Another delicate ballad, this time built around the guitar of Mick Taylor and the piano of Nicky Hopkins (Keith Richards was MIA on this track). Jimmy Miller was reported to be unhappy with Jagger’s vocal. Having recorded three or four takes Jagger was called away from the studio by his wife Bianca and the magic was lost. Listening to the released version you can hear Jagger’s vocal punctuated by comments in a few places, such as the way his voice breaks on ‘hope it’s gonna be’ and you can hear someone else say ‘yeah’ (possibly Keith in the same room doing harmonies). A lovely and very human touch, and all credit to Miller for not cleaning up the take. There are echoes of Moonlight Mile (Sticky Fingers), especially in the string arrangement by Nicky Harrison. Engineer Andy Johns thought it one of the best songs recorded at these sessions. Never played live, and so another overlooked gem.

Can You Hear The Music?

A positively psychedelic production featuring all manner of instruments including bells, horns and the distinctive flute playing of Jim Horn. Jagger repeatedly sings “Can You Hear The Music?” to which the answer is no, not really. The song was rehearsed in Rotterdam during preparations for the 1973 European tour but thankfully never made it onto stage. The lowspot of Goats Head Soup, and one of the least convincing songs ever recorded by the Stones.

Star Star

By relying on Keith Richards’ unerring ability to rewrite Chick Berry, Goats Head Soup goes out on a high. The song was originally called Starfucker, until Atlantic Records president Ahmet Ertegun had an attack of the vapours and insisted the song be retitled. Atlantic were also unhappy with the lines “bet you keep your pussy queen” and “giving head to Steve McQueen”. The actor was asked to give written confirmation that he would not sue over the lyric, which he did. On US copies a sloppy overdub failed to obscure a reference to John Wayne.

Jagger said at the time ‘I suppose we ask for it if we record things like that.

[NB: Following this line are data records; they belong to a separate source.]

PR #909, opened 2020-05-15
Fixed AsyncStreamReaderExtensions.ReadAllAsync argument validation

gfoidl:
The check for `streamReader == null` was performed on iterating. With this change the check is performed when getting the `IAsyncEnumerable` (eager), i.e. when `ReadAllAsync` is called.

It's an extension method, so it's rather unlikely to be called as `null.ReadAllAsync()`, but to be on the safe side an fail early I believe this should get in :wink:

### DIFF
--- a/src/Grpc.Net.Common/AsyncStreamReaderExtensions.cs
+++ b/src/Grpc.Net.Common/AsyncStreamReaderExtensions.cs
@@ -34,13 +34,18 @@ namespace Grpc.Core
         /// <param name="streamReader">The stream reader.</param>
         /// <param name="cancellationToken">The cancellation token to use to cancel the enumeration.</param>
         /// <returns>The created async enumerable.</returns>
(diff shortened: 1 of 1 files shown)


thelinuxfoundation:

* User @gfoidl isn't covered by a CLA. They will need to complete the form at https://identity.linuxfoundation.org/projects/cncf

_Regards,
CLA GitHub bot_

JamesNK:
Moving the `EnumeratorCancellation` is interesting. This still works:

```cs
var cts = new CancellationTokenSource();

await foreach (var item in call.ResponseStream.ReadAllAsync().WithCancellation(cts.Token))
{
    messages.Add(item.Message);

    cts.Cancel();
}
```

What is suppose to happen if someone specifies both?

```cs
var cts1 = new CancellationTokenSource();
var cts2 = new CancellationTokenSource();

await foreach (var item in call.ResponseStream.ReadAllAsync(cts1.Token).WithCancellation(cts2.Token))
{
    messages.Add(item.Message);

    cts1.Cancel();
}
```

JamesNK:
I tested and it is fine. The state machine honors both.

gfoidl:
The C#-compiler guys did a brilliant job 👍 
Thanks.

Christ, I don’t do these things intentionally. I just wrote it. If I’d written it with other words that were just as good, I’m sure it could be a hit.’ Traditional Stones Outrage, which generated some very helpful column inches and a BBC ban. Bizarrely Atlantic made the song the lead track on the 4 track US promo EP, recognising that the unstoppable rhythmic drive of the track more than compensated for any lyrical irregularities. The French went further and released Star Star as a single. Richards plays lead, Taylor plays rhythm, Watts and Wyman demonstrate why they made the best drum and bass team in the world. Jagger sings “Do It Again” at the fade, making it sound like a good idea (whatever it is)

Star Star was one of the Goats Head Soups tracks played consistently throughout the 1973 and 1975 tours and was featured in live shows regularly thereafter. In addition to an excellent version on Brussells Affair it was played on the B-stage at Twickenham Stadium in August 2003, as seen on the Four Flicks DVD.